> _THE PROBLEM_: Copy the records below verbatim, from the first line through the line containing "Implement #716", inclusive, and output nothing else.

-- Opening Marker --

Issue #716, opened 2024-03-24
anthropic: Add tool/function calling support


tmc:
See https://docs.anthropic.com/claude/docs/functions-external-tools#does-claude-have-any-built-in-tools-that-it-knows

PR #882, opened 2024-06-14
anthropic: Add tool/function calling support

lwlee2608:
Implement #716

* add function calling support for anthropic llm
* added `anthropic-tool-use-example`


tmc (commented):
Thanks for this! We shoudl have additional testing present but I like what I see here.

-- Closing Marker --

> _SOLUTION TO THIS EXERCISE_:
Issue #716, opened 2024-03-24
anthropic: Add tool/function calling support


tmc:
See https://docs.anthropic.com/claude/docs/functions-external-tools#does-claude-have-any-built-in-tools-that-it-knows

PR #882, opened 2024-06-14
anthropic: Add tool/function calling support

lwlee2608:
Implement #716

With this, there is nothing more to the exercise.